As your vascular surgeon has explained to you, the main artery in your abdomen, the abdominal aorta, has a weak and swollen area (abdominal aortic aneurysm). In order to prevent bursting (rupture) of the aneurysm, you need to have an operation for replacement of this part of the aorta with a graft.
The anatomical features (shape, extent, relation to the renal arteries etc) of your aneurysm are favourable for endovascular repair (EVAR) with replacement of the aorta with a stented graft. This newer method was selected in your case as a better option (over open surgical repair), usually on grounds of your age and medical history. This procedure involves injecting a liquid, the “contrast”, which makes the blood flowing inside the blood vessels visible on an x-ray. The contrast is later eliminated from your body through your kidneys and your urine.
Before the operation is performed, certain investigations and tests need to be done. These are of two kinds:
(i) The ones used for assessment of your general health state and your suitability for the operation. These are normally done before a final decision is made regarding the type of procedure you will have, and include blood tests, electrocardiography, echocardiography, chest x-ray, lung spirometry (measurement of lung function reserve) and a and CT angiography
(ii) The ones done on admission usually the day before the operation, including bood tests and a new electrocardiogram
Your physician will generally require that at least 4 units of blood are available for you. In Greece, you need to personally liaise with the Blood Bank of your hospital in order that blood is secured for you.
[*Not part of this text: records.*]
Issue #520, opened 2023-02-20
Duplicate bars if the message is too long


kmanc:
I haven't been able to nail down exactly what the cause is for this, so a little bit of trial and error might be required to reproduce, but I've noticed that if I set a bar message to something that is "too long" my MultiProgress / ProgressBar combination starts behaving oddly. Is there anyone who can shed some light on why that is?

Rough setup

```
use indicatif::{MultiProgress, ProgressBar, ProgressStyle};
use std::sync::Arc;

let mp = Arc::new(MultiProgress::new());
let bar = mp.clone().add(ProgressBar::new(0));
let style = ProgressStyle::with_template("{msg}").unwrap();
bar.set_style(style);
let message = "SOMETHING HERE";
bar.set_message(message.clone());
let message = format!("{message} LONGER");
bar.finish_with_message(message);
```

I've found that if I keep making "message" longer, eventually the bars start double or triple printing. I've poked around in the codebase but I'm not sure why that is, so any insight would be appreciated.

Thanks!

eggyal:
Just ran into this myself and, at least in my case, it was because something else was being written to the terminal "behind" the MultiProgress, which caused it to redraw (in the wrong place).  Using `MultiProgress::suspend` for that other output resolved the issue for me.

djc:
@kmanc have you tried #533? Would be good to know if that fixes your issue.

azriel91:
Heya @djc, I've tried the latest code on `main` and it fixes the issue for me :v:.

djc:
Thanks! Going to optimistically close this, please reopen if you're still seeing this with current main.

lgarron:
> Thanks! Going to optimistically close this, please reopen if you're still seeing this with current main.


I just tried 7c9465b75b2d8a284cde24bcf57636aa8489e2e0, and while https://github.com/console-rs/indicatif/pull/533 seems to be well resolved when the terminal is too narrow, this issue still seems to occur if the terminal is not tall enough.

OS: macOS Venture 13.4
cargo: 1.68.2
Repro branch: https://github.com/lgarron/folderify/tree/indicatif-v0.17.4

Issue #144, opened 2019-12-27
Long progress bar results in new-lines


ceranco:
# Description
* **OS**: *Windows 10*
* **Indicateif version**: 0.13.0
* **Shells**: *CMD*, *Git Bash* and *Powershell*

When using a `ProgressBar` that is longer than the width of the terminal, the progress bar doesn't clear itself, but instead prints a new line for each update.

### CMD
![cmd](https://user-images.githubusercontent.com/22302978/71531980-f922da00-28f9-11ea-89a1-edeab12e0bea.gif)

### Git Bash
![git-bash](https://user-images.githubusercontent.com/22302978/71531984-fc1dca80-28f9-11ea-8528-c952d07d8009.gif)

### Powershell
![powershell](https://user-images.githubusercontent.com/22302978/71532000-fde78e00-28f9-11ea-9a91-211545a570fa.gif)

The above gifs show the following code:
```rust
use std::cmp::min;
use std::thread;
use std::time::Duration;

use indicatif::{ProgressBar, ProgressStyle};

fn main() {
    let mut downloaded = 0;
    let total_size = 231231231;

    let pb = ProgressBar::new(total_size);
    pb.set_style(ProgressStyle::default_bar()
        .template("{msg:>12.cyan.bold} {spinner:.green} [{elapsed_precise}] [{bar:40.cyan/blue}] {bytes}/{total_bytes} ({bytes_per_sec}, {eta})")
        .progress_chars("#>-"));

    pb.set_message("Downloading");
    while downloaded < total_size {
        let new = min(downloaded + 223211, total_size);
        downloaded = new;
        pb.set_position(new);
        thread::sleep(Duration::from_millis(1));
    }

    pb.set_style(
        ProgressStyle::default_bar().template("{msg:>12.green.bold} downloading {total_bytes:.green} in {elapsed:.green}"),
    );
    pb.finish_with_message("Finished");
}

```

P.S. - This library is awesome! Thanks for making it 😄

mibac138:
You can use `wide_bar` instead of `bar` to make it automatically adjust it's size to the terminal size so that the line doesn't overflow. FYI there are currently two `wide` elements: 
- `wide_bar` which adjusts the bar's width to avoid line overflows
- `wide_msg` which truncates the message

Keep in mind that there can only be one `wide` element per `ProgressBar`.

ceranco:
Thanks for your reply @mibac138.

[...]

PR #533, opened 2023-04-17
Handle terminal line wrap to avoid new line

RDruon:
Terminal usually wrap line in case it can't fit the current terminal width. 
This behavior is not taken in account by indicatif and create some visual artifacts.

The issue was reported as #144 (closed with a workaround) and #520.

Please find below a demo **without** the patch:
WindowsTerminal_wwpvPvmRKY

Demo **with** the patch:
WindowsTerminal_Q7z1mdXh3O

Using #144 example:
WindowsTerminal_HVhbcstdMB

### DIFF
--- a/src/draw_target.rs
+++ b/src/draw_target.rs
@@ -494,7 +494,13 @@ impl DrawState {
         };
 
         let len = self.lines.len();
+        let mut real_len = 0;
         for (idx, line) in self.lines.iter().enumerate() {
+            // Calculate real length based on terminal width
+            // This take in account linewrap from terminal
+            real_len +=
+                (console::measure_text_width(line) as f64 / term.width() as f64).ceil() as usize;
+
             if idx + 1 != len {
                 term.write_line(line)?;
             } else {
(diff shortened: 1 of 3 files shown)


djc (approved):
Seems like a nice improvement to me! @chris-laplante what do you think?

Would be nice to have some tests for this.

chris-laplante:
> Seems like a nice improvement to me! @chris-laplante what do you think?
> 
> Would be nice to have some tests for this.

Makes sense to me too! I agree some tests would be nice. @RDruon are you able to implement a render test or two for this?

The physician will have probably asked you to discontinue for a few days (if you take) any anticoagulant, like Warfarin or Sintrom, or antiplatelet drugs like Clopidogrel (Iscover, Plavix) or Aspirin, in order to reduce the risk for bleeding.
When you are admitted, it will be quite useful to bring with you all medications you are on. Your medical history will be recorded. Later, your vascular surgeon and the anaesthetist who will put you to sleep will visit. They will explain certain aspects of the procedure and of the immediate postoperative care. You will be asked to sign a form confirming that you understand why the procedure needs to be performed, the risks of the procedure and that you agree to the surgery.
The first part of any operation is the administration of anaesthesia. Initially, your anaesthetist will probably insert an epidural catheter in your back to provide pain relief during and after the operation. Through an IV in your arm, used to provide you with fluids and medications, you will receive the anaesthetic which will put you to sleep within a few seconds. Then, a “central” venous catheter may be inserted in a large vein in your neck to give you the fluids required during and after the operation, and an “arterial line” may be used for continuous monitoring of your blood pressure. A urinary catheter will be placed in your bladder in order to prevent filling of the bladder with urine containing contrast (which would hinter imaging) and to monitor your urine output.
Endovascular or endoluminal means that the procedure is done through the wall of your arteries inside their lumen using very fine and long tubes, called catheters.
Initially, a small incision is made in each groin area, where the arteries are punctured with a hollow needle. A thin wire is advanced through the needle, and then the angiographic catheter is passed over the wire and guided to the desired location.
Your team of physicians use x-rays that are projected on a video screen, a process called fluoroscopy, to see the wires and catheters as they move through your arteries. The catheters are gradually exchanged to larger ones and finally a tube (typically made of a polyester or PTFE graft with a stent exoskeleton), called stented graft or endograft, will be guided to the site of the aneurysm. Like the graft in open repair the endograft reinforces the aorta. After confirmation that it is in the right position, all catheters will be removed and the wounds closed.
Following the operation you may need to stay for a while in the High Dependency Unit before coming back to your room. It is unlikely that you be transferred to the Intensive Care Unit for closer observation (where you will usually stay for less than 24 hours). Next day, you should be able to eat lightly and walk. Your recovery time after EVAR is shorter than with the open repair and hospital stay may be reduced to 2-3 days.
You will often feel tired but this will improve as time goes by.
You should make changes in your lifestyle to help avert the chances to further damage your arteries. If you don’t, you are at increased risk for a heart attack, a stroke or problems with the circulation to your feet.
These changes include:
Attend for follow-up CT scanning of the abdominal aorta & iliac arteries as your vascular surgeon has instructed you.